> Exercise requirements
Scan the entries for lines with the word "leave" and copy those lines.

> Supplied records
PR #1236, opened 2021-03-16
Fixed values for turbulence quantities in upstream half-plane

maxaehle:
## Proposed Changes
On a user-specified upstream half-plane, fix the values of turbulence quantities to their far-field values, instead of integrating the turbulence model equations.

In the far-field flow, the production terms of SST for K and omega are zero, while destruction still takes place. Thus the turbulence quantities typically decay on their way from the far-field boundary to the airfoil, until they reach the `lowerlimit`. See for instance this turbulence kinetic energy plot on the NACA0012 mesh:
kk_sst_copr_TKE

This has been presented in [1] together with two solution approaches:
  - *Sustaining terms*, which are additional source terms compensating the destruction terms in the far-field flow. This approach has been already implemented with the `KIND_TURB_MODEL= SST_SUST` option.
    kk_sst_copr_sust_TKE
  - *Floor values*, which is equivalent to set the `lowerlimit` to the far-field values in the upstream region of the airfoil.
This PR adds floor values, but in the form of *fixed values*: The turbulence quantities are just set to the far-field values in the upstream region. This has been implemented in analogy to the strong boundary conditions.

The correction can be activated like this:

    TURB_FIXED_VALUES= YES
    TURB_FIXED_VALUES_DOMAIN= -1.0

The second parameter specifies the half-plane on which fixed values are applied. This half-plane consists of those points for which the dot product of their coordinate vector with the normalized far-field velocity vector is less than `TURB_FIXED_VALUES_DOMAIN`. 

This is the turbulence kinetic energy with AoA=0° and 10°:
kk_sst_copr_floor_TKE
kk_sst_copr_floor_aoa10_TKE

The SA model does not suffer from a decaying turbulence variable, but the proposed changes are also functional there.

[1] Philippe R. Spalart and Christopher L. Rumsey, Effective Inflow Conditions for Turbulence Models in Aerodynamic Calculations, https://arc.aiaa.org/doi/pdf/10.2514/1.29373

## Related Work
?

## PR Checklist


Common/include/CConfig.hpp
```diff
@@ -8051,6 +8054,20 @@ class CConfig {
...
+   * \brief Get whether fixed values for turbulence quantities are applied.
+   * \return <code>TRUE</code> if fixed values are applied; otherwise <code>FALSE</code>.
+   */
+  bool GetTurb_Fixed_Values(void) const { return Turb_Fixed_Values; }
+
+  /*!
+   * \brief Get shift of the upstream half-plane where fixed values for turbulence quantities are applied.
+   * \details This half-plane is given by the condition that the dot product between the
+   * coordinate vector and the normalized far-field velocity vector is less than what this
+   * function returns.
```
pcarruscag, line 8067: Elegant :+1: Hopefully not too much :)

Common/src/CConfig.cpp
```diff
@@ -2105,6 +2105,12 @@ void CConfig::SetConfig_Options() {
   /* DESCRIPTION: Direction of the gust X or Y dir */
   addEnumOption("GUST_DIR", Gust_Dir, Gust_Dir_Map, Y_DIR);
 
+  /* Fixed values for turbulence quantities to keep them at inflow conditions. */
+  /* DESCRIPTION: Use fixed values for turbulence quantities. */
+  addBoolOption("TURB_FIXED_VALUES", Turb_Fixed_Values, false);
+  /* DESCRIPTION: Maximal scalar product of the normed far-field velocity vector and a space coordinate. */
+  addDoubleOption("TURB_FIXED_VALUES_DOMAIN", Turb_Fixed_Values_MaxScalarProd, -numeric_limits<su2double>::max());
```
pcarruscag, line 2112: use min instead of -max

SU2_CFD/include/solvers/CTurbSolver.hpp
```diff
@@ -249,6 +251,24 @@ class CTurbSolver : public CSolver {
...
+  /*!
+   * \brief Set the solution using the Freestream values.
+   * \param[in] config - Definition of the particular problem.
+   */
+  inline void SetFreeStream_Solution(const CConfig *config) final {
+    SU2_OMP_FOR_STAT(omp_chunk_size)
+    for (unsigned long iPoint = 0; iPoint < nPoint; iPoint++){
+      nodes->SetSolution(iPoint, Solution_Inf);
+    }
+  }
```
pcarruscag, line 263: Awesome, more generic.
But pleeeeeeaaaaseeeee do not allocate memory with new/delete (see my love letter to containers) use a std::array of MAXNVAR or even a static array.

SU2_CFD/include/solvers/CTurbSolver.hpp
```diff
@@ -249,6 +251,24 @@ class CTurbSolver : public CSolver {
...
+
+  /*!
+   * \brief Impose fixed values to turbulence quantities.
+   * \details Turbulence quantities are set to far-field values in an upstream half-plane
+   * in order to keep them from decaying.
+   */
+  void Impose_Fixed_Values(CGeometry *geometry, CConfig *config) final;
```
pcarruscag, line 270: const const

SU2_CFD/src/solvers/CTurbSolver.cpp
```diff
@@ -508,6 +511,24 @@ void CTurbSolver::BC_Fluid_Interface(CGeometry *geometry, CSolver **solver_conta
 
 }
 
+void CTurbSolver::Impose_Fixed_Values(CGeometry *geometry, CConfig *config){
+  SU2_OMP_FOR_DYN(omp_chunk_size)
+  for (unsigned long iPoint = 0; iPoint < nPointDomain; iPoint++) {
+    if (geometry->nodes->GetDomain(iPoint)) {
```
pcarruscag, line 517: redundant as you are only going up to nPointDomain

SU2_CFD/src/solvers/CTurbSolver.cpp
```diff
@@ -508,6 +511,24 @@ void CTurbSolver::BC_Fluid_Interface(CGeometry *geometry, CSolver **solver_conta
...
+      su2double* velocity_inf = config->GetVelocity_FreeStreamND();
```
pcarruscag, line 518: const, everything const

SU2_CFD/src/solvers/CTurbSolver.cpp
```diff
@@ -508,6 +511,24 @@ void CTurbSolver::BC_Fluid_Interface(CGeometry *geometry, CSolver **solver_conta
...
+      su2double sp =
+        GeometryToolbox::DotProduct(nDim, geometry->nodes->GetCoord(iPoint), velocity_inf)
+        / GeometryToolbox::Norm(nDim, velocity_inf);
+      if(sp < config->GetTurb_Fixed_Values_MaxScalarProd()){
+        /*--- Set the solution values and zero the residual ---*/
+        nodes->SetSolution_Old(iPoint, Solution_Inf);
+        nodes->SetSolution(iPoint, Solution_Inf);
+        LinSysRes.SetBlock_Zero(iPoint);
```
pcarruscag, line 526: I think it would be better to also manipulate the Jacobian (1's in the diagonal and desired solution in the RHS, see the wall BC's of the turbulence solvers) as that also improves its condition number.

SU2_CFD/src/solvers/CTurbSSTSolver.cpp
```diff
@@ -290,6 +294,15 @@ void CTurbSSTSolver::Source_Residual(CGeometry *geometry, CSolver **solver_conta
   SU2_OMP_FOR_DYN(omp_chunk_size)
   for (unsigned long iPoint = 0; iPoint < nPointDomain; iPoint++) {
 
+    /*--- If fixed values apply, there is no need to compute the source term. ---*/
+    if(config->GetTurb_Fixed_Values()){
+      su2double* velocity_inf = config->GetVelocity_FreeStreamND();
+      su2double sp =
+        GeometryToolbox::DotProduct(nDim, geometry->nodes->GetCoord(iPoint), velocity_inf)
+        / GeometryToolbox::Norm(nDim, velocity_inf);
```
pcarruscag, line 302: Is it worth checking the velocity is not zero somewhere?

SU2_CFD/src/solvers/CTurbSSTSolver.cpp
```diff
@@ -130,8 +130,12 @@ CTurbSSTSolver::CTurbSSTSolver(CGeometry *geometry, CConfig *config, unsigned sh
 
   su2double VelMag2 = GeometryToolbox::SquaredNorm(nDim, VelInf);
 
-  kine_Inf  = 3.0/2.0*(VelMag2*Intensity*Intensity);
-  omega_Inf = rhoInf*kine_Inf/(muLamInf*viscRatio);
+  su2double kine_Inf  = 3.0/2.0*(VelMag2*Intensity*Intensity);
+  su2double omega_Inf = rhoInf*kine_Inf/(muLamInf*viscRatio);
+
+  Solution_Inf = new su2double[2];
```
pcarruscag, line 136: `new` :gun:

SU2_CFD/src/integration/CIntegration.cpp
```diff
@@ -146,6 +146,11 @@ void CIntegration::Space_Integration(CGeometry *geometry,
     }
   }
 
+  /*--- Fixed values for turbulence quantities. ---*/
+  if(config->GetTurb_Fixed_Values()){
+    solver_container[MainSolver]->Impose_Fixed_Values(geometry, config);
+  }
```
pcarruscag, line 152: I would like something more generic here, for example call the method by default and let it decide whether it does anything or not.

At some point I want to grab all the logic of calling the different boundary conditions and move it to a single method of the solvers, to reduce the verbosity of CSolver's interface.

Common/src/CConfig.cpp
maxaehle: I'll use `lowest`

SU2_CFD/src/solvers/CTurbSSTSolver.cpp
maxaehle: Yes, I'll check and also normalize the velocity vector outside the loop.

SU2_CFD/src/solvers/CTurbSSTSolver.cpp
maxaehle: Ok it's `su2double Solution_Inf[MAXNVAR]` now

SU2_CFD/src/solvers/CTurbSolver.cpp
maxaehle: I'll add the `Jacobian.DeleteValsRowi`

SU2_CFD/src/integration/CIntegration.cpp
maxaehle: I made some changes in 5654648. Do you think one should give this an even more generic flavor, e.g. by renaming the function `Impose_Fixed_Values`?

SU2_CFD/src/solvers/CTurbSolver.cpp
maxaehle: ok

SU2_CFD/src/solvers/CTurbSolver.cpp
maxaehle: yep

SU2_CFD/include/solvers/CTurbSolver.hpp
maxaehle: ok

SU2_CFD/include/solvers/CTurbSolver.hpp
maxaehle: Ok it's `su2double Solution_Inf[MAXNVAR]` now

maxaehle:
Do you think a test case for this is necessary?

SU2_CFD/src/integration/CIntegration.cpp
pcarruscag: It is fine for now, in the future it can become part of the "BC method" I mentioned.

pcarruscag:
Thank you for the changes.
I would say a test case is always welcome. You can simply modify an existing one, this feature is orthogonal to everything else, and then please add the new options to the config_template (with maybe the nice explanation you have in CConfig).

SU2_CFD/src/solvers/CTurbSSTSolver.cpp
```diff
@@ -290,6 +293,15 @@ void CTurbSSTSolver::Source_Residual(CGeometry *geometry, CSolver **solver_conta
   SU2_OMP_FOR_DYN(omp_chunk_size)
   for (unsigned long iPoint = 0; iPoint < nPointDomain; iPoint++) {
 
+    /*--- If fixed values apply, there is no need to compute the source term. ---*/
+    if(config->GetTurb_Fixed_Values()){
+      const su2double* velocity_inf = config->GetVelocity_FreeStreamND();
+      su2double sp =
+        GeometryToolbox::DotProduct(nDim, geometry->nodes->GetCoord(iPoint), velocity_inf)
```
pcarruscag, line 300: Would it be appropriate to take the coordinate relative to the reference point provided in the config?
I guess in practice one would set the plane offset very large, but you never know what folks will do with your code (for better or worse).

pcarruscag (approved):
LGTM but present it in the meeting tomorrow before you merge.

SU2_CFD/src/solvers/CTurbSSTSolver.cpp
pcarruscag: Hmmmm you now have to check for zero velocity in two places as well...

maxaehle: Right ... I think I will revert the changes in `CTurbSSTSolver::Source_Residual`, so that the source residual is computed even if the residual is overwritten later.

maxaehle: How is a reference point specified in the config?

maxaehle: Probably the `REF_ORIGIN_MOMENT_X`, _Y, _Z. Yes giving the shift relative to these can be a sensible choice, let's discuss in the meeting.

maxaehle:
After looking for testcases to modify, I think it is better to have the modified testcase in addition to, and not besides, the original one. Other users might want to build their cfg file on top of the original testcase cfg file, and could be surprised by the additional feature.

maxaehle:
Now the PR is ready to be merged from my perspective.

pcarruscag:
Alright :+1:

TestCases/rans/naca0012/turb_NACA0012_sst_fixedvalues.cfg
```diff
@@ -0,0 +1,260 @@
...
+MARKER_PLOTTING= ( airfoil )
+%
+% Marker(s) of the surface where the functional (Cd, Cl, etc.) will be evaluated
+MARKER_MONITORING= ( airfoil )
+
+% ------------- COMMON PARAMETERS DEFINING THE NUMERICAL METHOD ---------------%
+%
+% Numerical method for spatial gradients (GREEN_GAUSS, WEIGHTED_LEAST_SQUARES)
+NUM_METHOD_GRAD= WEIGHTED_LEAST_SQUARES
+NUM_METHOD_GRAD_RECON= LEAST_SQUARES
```
TobiKattmann, line 94: Wait, I recall there were some accuracy problems with LSQ gradient. Introduced in/ and see the discussion in #790 . Was it fixed in the meantime or were the issues not that bad anyway @pcarruscag ?

TestCases/rans/naca0012/turb_NACA0012_sst_fixedvalues.cfg
```diff
@@ -0,0 +1,260 @@
+%%%%%%%%%%%%%%%%%%%%%%%%%%%%%%%%%%%%%%%%%%%%%%%%%%%%%%%%%%%%%%%%%%%%%%%%%%%%%%%%
+%                                                                              %
+% SU2 configuration file                                                       %
+% Case description: upstream turbulence quantities fixed to far-field value    %
+% Date: Mar 17th, 2021                                                         %
+% File Version 7.1.1 "Blackbird"                                               %
+%                                                                              %
```
TobiKattmann, line 7: I think it is a nice touch to put your name (or some identifier) here so it is directly clear who did this :) If it is intentional for privacy reasons then sure, but as you seem to use your actual name in github i guess thats not the issue here

TestCases/rans/naca0012/turb_NACA0012_sst_fixedvalues.cfg
```diff
@@ -0,0 +1,260 @@
...
+%
+% Jacobi implicit smoothing of the correction
+MG_CORRECTION_SMOOTH= ( 0, 0, 0, 0, 0, 0 )
+%
+% Damping factor for the residual restriction
+MG_DAMP_RESTRICTION= 0.75
+%
+% Damping factor for the correction prolongation
+MG_DAMP_PROLONGATION= 0.75
+
```
TobiKattmann, line 153: I am a big fan of keeping the cfg's to its minimum. All these options (and quite a few more) can be deleted which makes potential change of cfg option much simpler down the road. Additionally if someone picks up this cfg it is a lot less overwhelming. The copy paste of complete cfg's and change of a single option is not really helpful imo. But then again here it is prob consistent with the existing Testcase which is prob in that repo (yep it is with the sst_sust)... so maybe it is the better choice here

TestCases/serial_regression.py
```diff
@@ -363,6 +363,17 @@ def main():
     turb_naca0012_sst_sust.tol       = 0.00001
     test_list.append(turb_naca0012_sst_sust)
 
+    # NACA0012 (SST, fixed values for turbulence quantities)
+    turb_naca0012_sst_fixedvalues           = TestCase('turb_naca0012_sst_fixedvalues')
+    turb_naca0012_sst_fixedvalues.cfg_dir   = "rans/naca0012"
+    turb_naca0012_sst_fixedvalues.cfg_file  = "turb_NACA0012_sst_fixedvalues.cfg"
+    turb_naca0012_sst_fixedvalues.test_iter = 10
+    turb_naca0012_sst_fixedvalues.test_vals = [-9.562435, -1.566603, 1.022029, 0.040549]
```
TobiKattmann, line 371: just a note: One can add as many screen outputs as one wants here. I think it is a good thing to add some (even arbitrary) screen outputs in order to slightly increase the coverage. It might save the e.g. LINSOL_RESIDUAL screen output in that solver one day.

config_template.cfg
```diff
@@ -192,6 +192,12 @@ FREESTREAM_VISCOSITY= 1.853E-5
 % Free-stream turbulence intensity
 FREESTREAM_TURBULENCEINTENSITY= 0.05
 %
+% Fix turbulence quantities to far-field values inside an upstream half-space
+TURB_FIXED_VALUES= NO
+%
+% Shift of the fixed values half-space, in space units in the direction of far-field velocity
+TURB_FIXED_VALUES_DOMAIN= -1.0
```
TobiKattmann, line 199: I didnt understand this explanation in the config_template and with your PR explanation and 1 min on sheet of paper it was easy ... 
`The second parameter specifies the half-plane on which fixed values are applied. This half-plane consists of those points for which the dot product of their coordinate vector with the normalized far-field velocity vector is less than TURB_FIXED_VALUES_DOMAIN.`
Imo it is ok to be verbose in the cfg_template 
(Now that I got it, this short sentence makes sense as well... 🙈 i think the space units 🚀 👨‍🚀 threw me off)

TobiKattmann (commented):
Thanks @maxaehle for this addition 💐 lgtm with good style overall 👍

TestCases/rans/naca0012/turb_NACA0012_sst_fixedvalues.cfg
maxaehle: I modified the `turb_NACA0012_sst_sust.cfg` file by @economon, so I was unsure which author name(s) and institution(s) to use. Would it be appropriate to write

    % Author: Max Aehle
    % Institution: TU Kaiserslautern

TestCases/rans/naca0012/turb_NACA0012_sst_fixedvalues.cfg
maxaehle: Yes, this is a trade-off between conciseness and demonstrating what exactly is the feature... I would like to leave it as it is

config_template.cfg
maxaehle: Yeah maybe "spatial units" or "length units" are better terms

TestCases/serial_regression.py
maxaehle: You mean to add `LINSOL_RESIDUAL` to the line

    SCREEN_OUTPUT= (INNER_ITER, RMS_DENSITY, RMS_TKE, RMS_DISSIPATION, LIFT, DRAG)

I'd then just update the new testcase, or is it better to cover it in all of the three testcases of this family (pure SST, SST_SUST, and fixedvalues)?

TestCases/rans/naca0012/turb_NACA0012_sst_fixedvalues.cfg
TobiKattmann: If one wants to concise and demonstrate what the feature is one should remove superfluous/unused options from one's config ... like those above. The gained space can be used to point out what the options do and maybe give an example what to expect from a certain change in order to increaser user intuition. It is always nicer to add stuff but that leads to PR's like #1129 because already dead options where copy-pasted around in new Testcases. 
I am ok with leaving this one as is but for future PR's all those unused (if applicable) `MG_` `_ADJ_` and other should just be deleted.

TestCases/serial_regression.py
TobiKattmann: It is a more a general thing (for future PR's) because in this case you could also just add the 5th line which would be RMS_DENSITY which would already help increasing test coverage (and maybe even INNER_ITER as 6th one). You can add as many 'test.vals' as you like and should maybe use that to safeguard some things which might otherwise go untested. So if you had
``` 
SCREEN_OUTPUT= (INNER_ITER, RMS_DENSITY, RMS_TKE, RMS_DISSIPATION, LIFT, DRAG, LINSOL_RESIDUAL)
```
you could 
```python
turb_naca0012_sst_fixedvalues.test_vals = [9, -3.456789, -9.562435, -1.566603, 1.022029, 0.040549, 0.012345]
```
with the first 2 and the last value made up.

pcarruscag: You need to leave inner iter out of the test_vals, but include it in the config.
+1 vote to all your comments.

maxaehle:
@TobiKattmann @pcarruscag: I tried to follow all of your proposals in the new branch `fix_turb_fixed_values`. I removed the multigrid stuff from the NACA 0012 SST_SUST and fixed_values cfg, but not of the pure SST one. And I added verification of LINSOL_RESIDUAL and RMS_DENSITY to all the three tests. We can open a new PR or merge this in an existing one.

Would you like to also remove the adjoint stuff from the cfgs? And right now the fixed_values test does not start from a restart solution, could that be a problem?

maxaehle:
We could also write a script that detects cfg options whose removal does not break the regression ;-)

pcarruscag:
Ah! Cool, sure open a new PR @maxaehle.
What adjoint stuff? file names and so on?
I think removing irrelevant options would be make the tests clearer, there are lots with Roe and JST options specified and vice versa which probably confuses new users.
I'm not so sure about removing all defaults thought... On one hand it would serve as regression for the default values set by CConfig, on the other it hides the tuning parameters of some methods... but then again those are more or less documented now.
:shrug:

> Result of this task
maxaehle: Yes, this is a trade-off between conciseness and demonstrating what exactly is the feature... I would like to leave it as it is
pcarruscag: You need to leave inner iter out of the test_vals, but include it in the config.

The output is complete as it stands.